En el primer entierro de Larra, además, se produjo un hecho relevante. Cuando se iba a dar tierra al ataúd, un jovenzuelo poeta de apenas 20 años se adelantó y declamó:
Ese vago clamor que rasga el viento
es el son funeral de una campana,
vano remedo del postrer lamento
de un cadáver sombrío y macilento
que en sucio polvo dormirá mañana.
Quien habló y dejó a todos boquiabiertos era el entonces desconocido José Zorrilla. En aquel mismo instante, durante el entierro de Larra, comenzó su fama. El Tenorio vendría después.

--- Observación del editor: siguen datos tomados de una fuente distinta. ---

PR #525, opened 2020-11-17
Various AWS improvements

trondhindenes:
# Description
- Implemented support for AWS session token (https://docs.aws.amazon.com/IAM/latest/UserGuide/id_credentials_temp_use-resources.html) in the shared `authentication/aws` function
- Cleaned up the sns/sqs pubsub attributes so that its configuration attribute set matches the rest of the aws resources (created an alias lookup thing so that the old attribute names still work, added tests for that)

As far as I can see, the existing sns/sqs pubsub binding simply cannot have worked - the way it mixes account id and access key ist just... strange. In any case, this PR attempts to fix all of that so that all aws-related things can be configured in the same way. I'm not sure if the aliasing is really needed, as I strongly doubt anyone using it in its current state, but I figure it never hurts to be backwards-compatible anyway.

I've functinally tested both the `sqssns` pubsub, and a few of the bindings as well with various aws auth methods (explicit, implicit, etc), and everything now seems to work as it should.

I'll create documentation in a separate PR - I want to create a shared "aws auth" documentation page for all aws components to refer to.
## Checklist
* [x] Code compiles correctly
* [x] Created/updated tests
* [x] Extended the documentation / Created issue in the https://github.com/dapr/docs/ repo: dapr/docs#934

### DIFF
--- a/pubsub/aws/snssqs/snssqs.go
+++ b/pubsub/aws/snssqs/snssqs.go
@@ -23,7 +23,7 @@ type snsSqs struct {
 	topicHash map[string]string
 	// key is the topic name, value holds the ARN of the queue and its url
 	queues        map[string]*sqsQueueInfo
-	awsAcctID     string
+	// awsAcctID     string
 	snsClient     *sns.SNS
 	sqsClient     *sqs.SQS
 	metadata      *snsSqsMetadata
--- a/pubsub/aws/snssqs/snssqs.go
+++ b/pubsub/aws/snssqs/snssqs.go
@@ -41,17 +41,15 @@ type snsSqsMetadata struct {
 	sqsQueueName string
 
 	// aws endpoint for the component to use.
-	awsEndpoint string
-	// aws account ID to use for SNS/SQS. Required
-	awsAccountID string
-	// aws secret corresponding to the account ID. Required
-	awsSecret string
-	// aws token to use. Required
-	awsToken string
-	// aws sessino token to use.
-	awsSessionToken string
-	// aws region in which SNS/SQS should create resources. Required
-	awsRegion string
+	Endpoint string
+	// access key to use for accessing sqs/sns
+	AccessKey string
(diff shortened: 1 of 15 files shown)


trondhindenes:
Also fixes missing logger initialization in `bindings/aws/sqs/sqs.go` (https://github.com/dapr/components-contrib/issues/529)

yaron2:
@trondhindenes could you build this into `daprd` and test at least several AWS components here to make sure we don't have any regressions? we are working on an automated infrastructure for this, but currently we need to test this manually.

trondhindenes:
@yaron2 yup, I already did. Tested a few bindings, and also a few of the other components using multiple auth methods. Everything seems a-ok.

pubsub/aws/snssqs/snssqs.go
```diff
@@ -41,23 +40,23 @@ type snsSqsMetadata struct {
...
-	awsEndpoint string
-	// aws account ID to use for SNS/SQS. Required
-	awsAccountID string
-	// aws secret corresponding to the account ID. Required
-	awsSecret string
-	// aws token to use. Required
-	awsToken string
-	// aws region in which SNS/SQS should create resources. Required
-	awsRegion string
+	Endpoint string
```
mukundansundar, line 43: i think changing the name here makes this a breaking-change. 
cc @yaron2 ?
the names make it consistent with other aws components but the consistency is lost within the same struct. 
Should we consider capitalizing the other properties also?

yaron2: If a field needs to be exported, it should be capitalized. that's the Go rule..

trondhindenes: @mukundansundar yes it's a breaking change. However, I've implemented an aliasing thingy so Component manifests using the old attribute names should still work.

yaron2 (approved):
lgtm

Larra, que no sedujo todo lo que deseó en vida, sí lo hace después de muerto. Pío Baroja, Azorín y otros miembros de la Generación del 98 iniciaron la tradición de rendir homenaje anual al periodista en su tumba del cementerio de San Nicolás (previa a la de la sacramental de San Justo). Unos ramos de violetas eran el delicado tributo de aquellos maestros. El hábito de honrar a Larra se perdió, hasta que los últimos románticos del siglo XX, entre ellos Luis Carandaí y Alfredo Amestoy, retomaron la tradición de honrar los huesos del periodista, primero ante el busto de Larra en plena calle de Bailén, y luego en su sepultura. Y respecto a su busto, curioso, muy curioso, que su ubicación se erigiera enfrente de la catedral de la Almudena.
En fin, que como ocurrió con otros muchos, de Larra se acabó hablando mejor en muerte que en vida. Ya lo sugirió Enrique Jardiel Poncela: «Si queréis mayores elogios, moríos».